PR #4771, opened 2025-10-09
Make sending traces to Tempo less confusing

ndr-ds:
## Motivation

Right now we have a confusing mix of features and naming around telemetry export. The code references both `otel` and `telemetry_only`, and it's unclear how to opt in or out of sending trace information to Tempo/OpenTelemetry backends. Additionally, there are a few bugs preventing OpenTelemetry from working correctly in production deployments.

## Proposal

Instead of `telemetry_only`, use `opentelemetry.skip` as a span field to opt out of sending specific spans to Tempo/OpenTelemetry.

By default, all spans are sent to OpenTelemetry/Tempo backends (when the `opentelemetry` feature is enabled), regardless of log level. To exclude a span from OpenTelemetry export while keeping it in local traces (Chrome trace, logs), add `opentelemetry.skip` to the span fields:

```rust
// This span will NOT be sent to Tempo
#[instrument(fields(opentelemetry.skip = true))]
fn internal_helper() { }

// This span WILL be sent to Tempo (default behavior)  
#[instrument]
fn public_api() { }
```

**Key Changes:**

**Naming & Clarity:**
- Renamed `otel` feature to `opentelemetry` for clarity
- Renamed `--otel-exporter-otlp-endpoint` CLI flag to `--otlp-exporter-endpoint`
- Renamed `--otel-trace-file` CLI flag to `--chrome-trace-file` (more accurate)
- Standardized all environment variables to use `LINERA_OTLP_EXPORTER_ENDPOINT`
- Chrome trace export includes ALL spans (useful for local debugging)
- OpenTelemetry/Tempo export respects the `opentelemetry.skip` filter

**Bug Fixes:**
- **Fixed empty endpoint validation**: Previously, passing an empty string as the OTLP endpoint would cause the exporter to fail with "Failed to parse endpoint". Now properly validates that the endpoint is non-empty before attempting to create the exporter.
- **Fixed faucet crash with OpenTelemetry**: The OTLP exporter was being initialized before the Tokio runtime was created, causing a panic: "there is no reactor running, must be called from the context of a Tokio 1.x runtime". Moved tracing initialization to after runtime creation.

**Test Improvements:**
- Added proper feature guards (`with_testing`) for test-only functions
- CI tests verify that spans with `opentelemetry.skip` are filtered from OpenTelemetry export but still appear in Chrome traces

## Test Plan

- CI tests verify that spans with `opentelemetry.skip` are filtered from OpenTelemetry export but still appear in Chrome traces
- All existing tests pass with the renamed feature and CLI flags
- Manual testing confirms OTLP traces now successfully export to Tempo without crashes

## Release Plan

Might be good to backport just so if we want to add more instrumentation on the testnet, things are not as confusing :)


ndr-ds:
* **#4771** <a href="https://app.graphite.dev/github/pr/linera-io/linera-protocol/4771?utm_source=stack-comment-icon" target="_blank">Graphite</a> 👈 <a href="https://app.graphite.dev/github/pr/linera-io/linera-protocol/4771?utm_source=stack-comment-view-in-graphite" target="_blank">(View in Graphite)</a>
* `main`


<h2></h2>

linera-base/src/tracing_otel.rs
```diff
@@ -59,15 +56,9 @@ pub fn init_with_opentelemetry(log_name: &str, otlp_endpoint: Option<&str>) {
     global::set_tracer_provider(tracer_provider.clone());
     let tracer = tracer_provider.tracer("linera");
 
-    let telemetry_only_filter =
-        filter_fn(|metadata| metadata.is_span() && metadata.target() == "telemetry_only");
+    let tempo_filter = filter_fn(|metadata| metadata.is_span() && metadata.target() != "no_tempo");
```
Twey: The interface here is OpenTelemetry; Tempo is our OpenTelemetry _consumer_, provided by the infra, so it shouldn't be named in the codebase.  Some validators might prefer to use a different OpenTelemetry aggregator for example.

Twey: The `target` is useful to have in events.  Rather than a custom `target`, could we just standardize a field (e.g. `"opentelemetry/disable": true`)?

ndr-ds: Good point! I guess this is not Tempo specific at all

linera-base/src/tracing_otel.rs
```diff
@@ -81,11 +81,11 @@ pub fn init_with_opentelemetry(log_name: &str, otlp_endpoint: Option<&str>) {
         .init();
 }
 
-/// Fallback when tempo feature is not enabled.
-#[cfg(not(feature = "tempo"))]
+/// Fallback when otel feature is not enabled.
+#[cfg(not(feature = "otel"))]
```
Twey: Nit: I don't love the `otel` abbreviation.  We mostly try to avoid abbreviations as a style policy.

Twey (approved):
Looks good to me :) (modulo formatting!)

linera-base/src/tracing_otel.rs
```diff
@@ -59,15 +57,17 @@ pub fn init_with_opentelemetry(log_name: &str, otlp_endpoint: Option<&str>) {
...
-    let telemetry_only_filter =
-        filter_fn(|metadata| metadata.is_span() && metadata.target() == "telemetry_only");
+    let otel_filter = filter_fn(|metadata| {
+        if !metadata.is_span() {
+            return false;
+        }
+        metadata
+            .fields()
+            .field("otel.skip")
+            .is_none()
```
Twey: Nit: it would be nice to require the value be true in order to disable; this makes it easier to do more complex conditionals, like
```rust
#[tracing::instrument(fields(otel.skip = !otel))]
fn foo(otel: bool) {
  …
}
```

Twey: Nit: to avoid the double negative, we could alternatively name it `otel.emit`, and skip only when it's `false` (i.e. the default value if not provided is considered to be `true`).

◇ ◇ ◇ ◇

→ Exercise directions: If a line of the data contains "value", copy it out.

→ Result:
Twey: Nit: it would be nice to require the value be true in order to disable; this makes it easier to do more complex conditionals, like
Twey: Nit: to avoid the double negative, we could alternatively name it `otel.emit`, and skip only when it's `false` (i.e. the default value if not provided is considered to be `true`).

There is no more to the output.